Вторая форма некрофилии не связана с сексом и находит выражение в чисто разрушительных порывах. Эта тяга к разрушению нередко проявляется уже в детстве и довольно часто возникает только в глубокой старости.
Фон Гентиг пишет, что целью некрофильской деструктивности является «насильственное прерывание живых связей». Эта страсть наиболее ярко проявляется в стремлении к расчленению тел. Типичный случай такого рода описывается у Сперри. Речь идет о человеке, который ночью отправлялся на кладбище, имея при себе все необходимые «инструменты», выкапывал гроб, вскрывал его и утаскивал труп в надежно скрытое место. Там он отрезал ему голову и ноги и вспарывал живот... Объектом расчленения не обязательно должен быть человек, это может быть и животное. Фон Гентиг сообщает о человеке, который заколол 36 коров и лошадей и разрезал их на куски. Но нам нет нужды обращаться к литературе. Вполне достаточно газетных сообщений об убийствах, в которых жертвы оказываются зверски искалеченными или разрезанными на части.

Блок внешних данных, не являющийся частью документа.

PR #720, opened 2019-10-19
feat: file support for harness

XVincentX:
This has been back ported from #669 

By merging this in master the diff of the Proxy PR shall become significantly smaller and help people get that 🐉 over the finish line.

### DIFF
--- a/test-harness/README.md
+++ b/test-harness/README.md
@@ -36,7 +36,7 @@ Test text, can be multi line.
 ====spec====
 openapi 2/3 document
 ====server====
-command line arguments to run Prism with. You can use the ${file} template variable
+command line arguments to run Prism with. You have to use the ${file} template variable.
 ====command====
 curl command to get the response
 ====expect====
--- a/test-harness/README.md
+++ b/test-harness/README.md
@@ -36,7 +36,7 @@ Test text, can be multi line.
 ====spec====
 openapi 2/3 document
 ====server====
-command line arguments to run Prism with. You have to use the ${file} template variable.
+command line arguments to run Prism with. You have to use the ${document} template variable.
 ====command====
 curl command to get the response
 ====expect====
@@ -60,7 +60,7 @@ paths:
             'application/json':
               example: hello
 ====server====
-mock -p 4010 ${file}
+mock -p 4010 ${document}
 ====command====
 curl -i -X GET http://localhost:4010/todos -H "accept: application/json"
 ====expect====
--- a/test-harness/README.md
+++ b/test-harness/README.md
@@ -36,7 +36,7 @@ Test text, can be multi line.
 ====spec====
 openapi 2/3 document
 ====server====
-command line arguments to run Prism with
+command line arguments to run Prism with. You can use the ${file} template variable
 ====command====
 curl command to get the response
 ====expect====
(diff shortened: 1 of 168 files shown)


test-harness/README.md
```diff
@@ -36,7 +36,7 @@ Test text, can be multi line.
 ====spec====
 openapi 2/3 document
 ====server====
-command line arguments to run Prism with
+command line arguments to run Prism with. You can use the ${file} template variable
```
lag-of-death: @XVincentX, you `can` or `have to`? Also, don't we always mean `document` or `spec` by `file`? Maybe it's worth renaming? WDYT?

test-harness/index.ts
```diff
@@ -45,8 +45,7 @@ describe('harness', () => {
 
     test(testText, done => {
       const [command, ...args] = parsed.command.split(' ').map(t => t.trim());
-      const serverArgs = [...parsed.server.split(' ').map(t => t.trim()), tmpFileHandle.name];
-
+      const serverArgs = parsed.server.split(' ').map(t => t.trim().replace('${file}', tmpFileHandle.name));
```
StefanDywersant:
```suggestion
      const serverArgs = parsed.server.split(' ').map(t => t.replace('${file}', tmpFileHandle.name));
```

Trim has no effect here as you are splitting by ` `

test-harness/README.md
XVincentX: You're correct, it's compulsory.

Phil has always been against using `spec` — so definitely not that term. Let's leave it as it is right now (otherwise merging this in the Proxy PR is going to be a mess) and we can change the name if we find something appropriate.

lag-of-death: The process times out for me, when I remove ${file} from the tests

test-harness/index.ts
StefanDywersant:
```suggestion
      const serverArgs = parsed.server.split(/ +/).map(t => t.replace('${file}', tmpFileHandle.name));
```
^ this could be "more-what-author-wanted"

test-harness/README.md
XVincentX: Docs rewrote.

test-harness/index.ts
XVincentX: What does that regex do?

test-harness/index.ts
```diff
@@ -41,12 +41,11 @@ describe('harness', () => {
...
     afterAll(() => tmpFileHandle.removeCallback(undefined, undefined, undefined, undefined));
 
-    const testText = `${file}${os.EOL}${parsed.test}`;
+    const testText = `${document}${os.EOL}${parsed.test}`;
 
     test(testText, done => {
       const [command, ...args] = parsed.command.split(' ').map(t => t.trim());
-      const serverArgs = [...parsed.server.split(' ').map(t => t.trim()), tmpFileHandle.name];
-
+      const serverArgs = parsed.server.split(' ').map(t => t.replace('${document}', tmpFileHandle.name));
```
StefanDywersant:
```suggestion
      const serverArgs = parsed.server.split(/ +/).map(t => t.replace('${document}', tmpFileHandle.name));
```

I'm repeating the comment as I think it has been lost. The above suggestion should be overall better.

XVincentX:
Nice to see comments that otherwise wouldn't have popped up from the gigantic PR by the way :)

test-harness/index.ts
XVincentX: The trim is still required because of newlines.

StefanDywersant:
@XVincentX changelog line is missing

XVincentX:
It was on purpose, since we do not want to document internal changes that do not affect the users (library updates and shit). However this might affect users writing tests. Adding a line.

PR #97, opened 2018-02-23
Add message for no available appointments

evilstreak:
The API will try to find some appointments available in the next 4 weeks - if it can't, it will return an empty list. For that case we want to show the resident a useful page, rather than asking them to pick an appointment from a list of none.

Hopefully this page will never appear in LIVE, as there should always be some available appointments within the month, but if it does it needs to be useful for the resident using it.

The page looks like this:

screen shot 2018-02-23 at 15 30 10

### DIFF
--- a/app/views/appointments/none_available.html.haml
+++ b/app/views/appointments/none_available.html.haml
@@ -1,0 +1,24 @@
+.grid-row
+  %section#confirmation.column-two-thirds
+    %h1
+      Booking your appointment
+
+    %p
+      Sorry, we can't book an appointment for you online right now.
+
+    .box-highlight.lede
+      Your reference number is
+      = succeed "." do
+        %strong= @work_order_reference
+
+    %p
+      %strong
+        Please call us on
+        = repairs_contact_centre_telephone_number
+        to arrange an appointment
+      and quote your reference number
+      = succeed "." do
+        %strong= @work_order_reference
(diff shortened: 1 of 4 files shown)


app/views/appointments/none_available.html.haml
```diff
@@ -0,0 +1,22 @@
...
+
+    %p
+      %strong
+        Please call us on
+        = repairs_contact_centre_telephone_number
+        to arrange an appointment
+      and quote your reference number
+      = succeed "." do
+        %strong= @work_order_reference
+      We're open Monday to Friday, 8am to midnight and Saturday, 9am to 1pm.
```
leeky: We added the opening hours to the i18n file, because it changed a few times during the project, i.e:

```haml
%p
  We're open
  = succeed '.' do
    = t('rcc_opening_hours')
```

Probably worth doing this here as well.

leeky (approved):
One comment about opening hours, otherwise LGTM :shipit:

app/views/appointments/none_available.html.haml
evilstreak: Oh, interesting. I copied these from the `_contact_phone_numbers` partial, so I should probably update that too!

evilstreak: Done.

PR #98, opened 2018-02-23
Always require freeform problem description

evilstreak:
Previously a problem that we had an SOR code for had an optional freeform description. To try to get all the information a DLO operative needs to do job we're changing it to require the description whether we have an SOR code or not.

See also: #96

### DIFF
--- a/app/models/describe_repair_form.rb
+++ b/app/models/describe_repair_form.rb
@@ -3,5 +3,5 @@ class DescribeRepairForm
 
   attr_accessor :description
 
-  validates :description, length: { maximum: 500 }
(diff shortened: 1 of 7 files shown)


leeky (approved):
LGTM! :shipit:

Although it's no longer used, it might be worth keeping in the optional field code for SimpleForm. It was a bit of a faff to get working.

evilstreak:
To summarise an IRL discussion: I agree on the optional field thing. The reason I deleted it was because of the 98% code coverage restriction. I'm going to drop it to 95% and then get rid of the commit that deletes the optional field.

PR #100, opened 2018-02-26
Remove callback "within one working day" promise

evilstreak:
Remove the timeframe promised for the callback after discussion with the RCC. We can revisit the promised timeframe in the future once we understand the impact of the service.


leeky (approved):
LGTM! :shipit:

PR #101, opened 2018-03-23
(318) Upgrade vulnerable gems

leeky:
The following gems were recently flagged as having security vulnerabilities, so I've upgraded them:

 - loofah
 - nokogiri
 - rack-protection
 - rails-html-sanitizer


LBHSPreston (approved):
Looks fine to me.

PR #104, opened 2018-05-10
Change Hackney API URLs

james:
As part of some reorganisation of HackneyAPI, the root path of the API is now prefixed with /hackneyrepairs/

I have been unable to do any tests on this locally, as I don't have access to the network the API server is restricted to yet.


LBHSPreston (approved):
Change location of the Repairs api module.

PR #105, opened 2018-05-10
Retry changing API root URL

james:
As is expected when I am unable to test anything, the last commit didn't work. This is my second, and hopefully final attempt.


LBHSPreston (approved):
Change api endpoint urls.

PR #106, opened 2018-05-22
Report another repair

james:
Add new link at end of process to restart process, but retain address and contact
details.
If address is present, then new address confirmation page
New method for removing address information if user wants to change
If contact details present, then prefill form with them

Resolves trello card [40-add-another-repair-feature](https://trello.com/c/jSWJPrFR)

New "Add another repair" link on confirmation page:
1b17740d-4e12-4241-8375-666c11414813

New address confirmation page:
13e31cc1-6594-4e58-8577-c139a85b5028

### DIFF
--- a/app/views/address_searches/confirm_address.html.haml
+++ b/app/views/address_searches/confirm_address.html.haml
@@ -1,0 +1,18 @@
+= back_link
+%h1
+  Confirm address
+
+%p
+  Is this the address for repair?
+
+%p
+  %aside#progress
+    = @address['address']
+    = @address['postcode']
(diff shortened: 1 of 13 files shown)


app/views/address_searches/confirm_address.html.haml
```diff
@@ -0,0 +1,18 @@
+= back_link
+%h1
+  Confirm address
+
+%p
+  If this the address the repair needs to be made at?
```
deberny: Could we change it to 'Is this the address for repair?'

deberny (approved):

PR #118, opened 2018-06-04
Improved journey for damp, leak, mould

deberny:
Resolves trello card
https://trello.com/c/ulPBgzNt/75-ko-journey-for-damp-vs-leak

### DIFF
--- a/db/questions.yml
+++ b/db/questions.yml
@@ -20,7 +20,7 @@ kitchen_problem:
       problem: Cupboards or Worktop
 
     - text: Damp or Mould
-      page: damp_and_mould
+      next: damp_or_mould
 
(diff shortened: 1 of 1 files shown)


deberny:
@james I've kept the old damp leak page in case we need to use it.

This is the new journey. There will be need to add meaningful free text description depending on the problem a user ends up with. Amy is working on it.

deberny:
[KO journey for Damp VS Leak](https://trello.com/c/ulPBgzNt/75-ko-journey-for-damp-vs-leak)

james (approved):
I'm not sure if you want to wait for the description bits before merging, so I'll leave that to you, but LGTME!

PR #121, opened 2018-06-14
New SOR for leaking pipe, removed SOR from condensation

deberny:
Resolves Trello card [/79-damp-leak-mould-add-the-right-sor-codes](https://trello.com/c/ONXKUlKy)

Confirmed SOR codes for Damp and Moud.

A leaking pipe has a new SOR code, that also will need to be included in Hackney API.

Condensation does not book a surveyor, instead we give the user a helpful information on what causes condensation and give them a link to tips on how to prevent condensation available on Hackney Council website.

Condensation problem page:
screen shot 2018-06-14 at 11 40 29

### DIFF
--- a/app/views/pages/condensation_problem.html.haml
+++ b/app/views/pages/condensation_problem.html.haml
@@ -1,0 +1,24 @@
+= back_link
+
+%h1
+  What to do if you have a problem with condensation
+
+%p
+  Condensation is the moisture build up caused by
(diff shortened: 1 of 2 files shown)


deberny:
[Damp/Leak/Mould add the right SOR codes](https://trello.com/c/ONXKUlKy/79-damp-leak-mould-add-the-right-sor-codes)

james (approved):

Такого рода случаи в криминальной хронике обычно квалифицируются как убийство, но субъектами таких деяний являются некрофилы; они отличаются от прочих убийц, убивающих из ревности, мести или ради наживы. У убийцы-некрофила истинным мотивом является не смерть жертвы (хотя это, конечно, необходимая предпосылка), а самый акт расчленения тела. Я сам в своей клинической практике собрал достаточно много данных, подтверждающих, что тяга к расчленению – это весьма характерная черта некрофильской личности. Я встречал, например, немало людей, у которых эта тяга проявлялась в очень мягкой форме: они любили рисовать на бумаге фигурку обнаженной женщины, а потом отрывать у рисунка руки, ноги, голову и т. д. и играть с этими отдельными частями рисунка. Такая безобидная «игра» на самом деле выполняла очень серьезную функцию, утоляя страсть к расчленению.
Другой распространенный вид некрофилии, который мне довелось наблюдать, выражался в том, что людям снились сны, в которых они видели определенные части расчлененного тела, которые лежали, летали или медленно проплывали мимо в потоке грязной воды, смешанной с кровью и нечистотами. Если подобные картины часто появляются в фантазиях и снах, то это один из вернейших симптомов некрофильского характера.
Встречаются и менее явные формы некрофилии. Одной из них является желание находиться рядом с трупами и другими предметами, предназначенными для тления.
Раух сообщает о девушке, которая страдала от такого влечения: когда она оказывалась вблизи мертвеца, на нее нападал своеобразный столбняк, она смотрела на него и не могла оторваться...[271
]У Штекеля сообщается о женщине, которая сама о себе говорила: «Я часто думаю о кладбище и о том, как происходит гниение тел в гробах».
Этот интерес к тлению часто проявляется в потребности ощущать запах гниения, что очень четко просматривается в следующей истории. Высокообразованный мужчина 32 лет от роду был почти совершенно слепым. Он боялся громких звуков, но ему нравилось, когда он слышал крик женщины, корчившейся от боли, а кроме того, он получал удовольствие от запаха гниющего мяса. Он мечтал о «трупе крупной грузной женщины, в котором можно покопаться». Он спрашивал свою бабушку, не хочет ли она завещать ему свое тело после смерти. Ему хотелось погрузиться в ее разлагающиеся останки.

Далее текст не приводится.